Optimización de una superficie aerodinámica de geometría variable para vehículos aéreos no tripulados (UAVs).

Abstract

In the last decade, variable camber morphing wings have evolved in the technique of transforming the leading edge and the trailing edge using compliant mechanisms to improve their structural and aerodynamic characteristics. The optimization of these mechanisms requires a multidisciplinary approach, aerodynamic and structural, to meet the goal of increasing the flight autonomy of an unmanned aerial vehicle (UAV), subject to geometric restrictions to achieve the best adapted mechanism. This work presents a systematic approach to optimize a 2D compliant mechanism to carry out the required shape changes under distributed loads for the baseline airfoil (NACA 0012). To minimize the force applied through a servomotor to transform and preserve the deformed geometry of the baseline airfoil towards the target profile (NACA 8412).
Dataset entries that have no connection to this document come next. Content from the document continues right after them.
Issue #1485, opened 2019-08-13
Parallelize recreating compendia for all organisms


kurtwheeler:
### Context

Our compendia code either creates one compendium or all the compendia... sequentially... in the same job. So if one job fails they all fail and if we have to restart we do them in the same order rebuilding any that were already successful.

### Problem or idea

We should switch over to the dispatcher job pattern we use for survey jobs.

### Solution or next step

We should have a compendia job spawn other compendia jobs if it is instructed to run more than one of them. While we're at it, it might be nice to add an option to run a list of them rather than just one or all.

PR #1610, opened 2019-09-17
Parallelize recreating compendia for all organisms

kurtwheeler:
## Issue Number

#1485 

Makes create_compendia dispatch jobs if requested to create more than one. This also makes create_compendia accept a list of comma separated organism names and dispatch jobs for each of them.

## Types of changes

## Functional tests

 I've passed a list of organisms to a compendia job through nomad.

## Checklist

### DIFF
--- a/workers/data_refinery_workers/processors/management/commands/create_compendia.py
+++ b/workers/data_refinery_workers/processors/management/commands/create_compendia.py
@@ -26,7 +26,7 @@ def create_job_for_organism(organism=Organism):
     Fetch all of the experiments and compile large but normally formated Dataset.
     """
     data = {}
-    experiments = Experiment.objects.filter(id__in=(ExperimentOrganismAssociation.objects.filter(organism=organism)).values('experiment'))
+    experiments = Experiment.objects.filter(organisms=organism).prefetch_related('samples')
     for experiment in experiments:
         data[experiment.accession_code] = list(experiment.samples.filter(organism=organism).values_list('accession_code', flat=True))
 
--- a/workers/data_refinery_workers/processors/management/commands/create_compendia.py
+++ b/workers/data_refinery_workers/processors/management/commands/create_compendia.py
@@ -13,12 +13,40 @@ from data_refinery_common.models import (
     Dataset,
     ProcessorJobDatasetAssociation,
     ExperimentOrganismAssociation,
-    OrganismIndex,
     ExperimentSampleAssociation
 )
 from data_refinery_workers.processors import create_compendia
 
 logger = get_and_configure_logger(__name__)
+
+
+def create_job_for_organism(organism=Organism):
+    """Returns a compendia job for the provided organism.
+
+    Fetch all of the experiments and compile large but normally formated Dataset.
+    """
+    data = {}
+    experiments = Experiment.objects.filter(id__in=(ExperimentOrganismAssociation.objects.filter(organism=organism)).values('experiment'))
+    for experiment in experiments:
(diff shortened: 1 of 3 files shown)


workers/data_refinery_workers/processors/management/commands/create_compendia.py
```diff
@@ -13,57 +13,70 @@
...
-            dset.quantile_normalize = False
-            dset.save()
-
-            pjda = ProcessorJobDatasetAssociation()
-            pjda.processor_job = job
-            pjda.dataset = dset
-            pjda.save()
-
-            final_context = create_compendia.create_compendia(job.id)
+            organisms = options["organisms"].upper().replace(" ", "_").split(",")
```
arielsvn: we probably don't need to do `replace(" ", "_")`, I think the command parameters can't have spaces

workers/data_refinery_workers/processors/management/commands/create_compendia.py
```diff
@@ -13,57 +13,70 @@
...
 logger = get_and_configure_logger(__name__)
 
 
+def create_job_for_organism(organism=Organism):
+    """Returns a compendia job for the provided organism.
+
+    Fetch all of the experiments and compile large but normally formated Dataset.
+    """
+    data = {}
+    experiments = Experiment.objects.filter(id__in=(ExperimentOrganismAssociation.objects.filter(organism=organism)).values('experiment'))
```
arielsvn: Is it the same to do `Experiment.objects.filter(organisms=organism)` ?

workers/data_refinery_workers/processors/management/commands/create_compendia.py
```diff
@@ -13,57 +13,70 @@
...
+        If --organism is supplied will immediately create a compedium
+        for it. If not a new job will be dispatched for each organism
+        with enough microarray samples.
         """
-
-        dataset_ids = []
-
-        if options["organism"] is None:
+        if options["organisms"] is None:
             all_organisms = Organism.objects.all()
```
arielsvn: Where do we check that the organisms have enough microarray samples?

workers/data_refinery_workers/processors/management/commands/create_compendia.py
arielsvn: And since we're here, does it makes sense to `prefetch_related('samples')`?

workers/data_refinery_workers/processors/management/commands/create_compendia.py
kurtwheeler: In the compendia job.

workers/data_refinery_workers/processors/management/commands/create_compendia.py
kurtwheeler: Why not? `./workers/run_command.sh -i compendia "python3 manage.py create_compendia --organisms 'DANIO_RERIO,HOMO SAPIENS'"` works

workers/data_refinery_workers/processors/management/commands/create_compendia.py
arielsvn: Is it worth checking here to avoid dispatching these jobs?

workers/data_refinery_workers/processors/management/commands/create_compendia.py
arielsvn: nice! I think I was calling the commands differently when I had the one with the regular expression

workers/data_refinery_workers/processors/management/commands/create_compendia.py
kurtwheeler: Mmmm I think it might be more trouble than it's worth.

This methodology uses MATLAB, GMSH, XFOIL, and CALCULIX to optimize the flexible mechanism using a genetic algorithm (GA). The mechanism with the resulting structure can perform the transformation to the target profile with a maximum curve fitting error of 0,92% and with an applied force of 0,16 N at the leading edge and 0,07 N at the trailing edge, lower than required by the baseline configuration, the reduction resulted in lower power consumption by the servomotor and greater autotomy of the UAV. The experimental data of the model confirm the feasibility of this approach.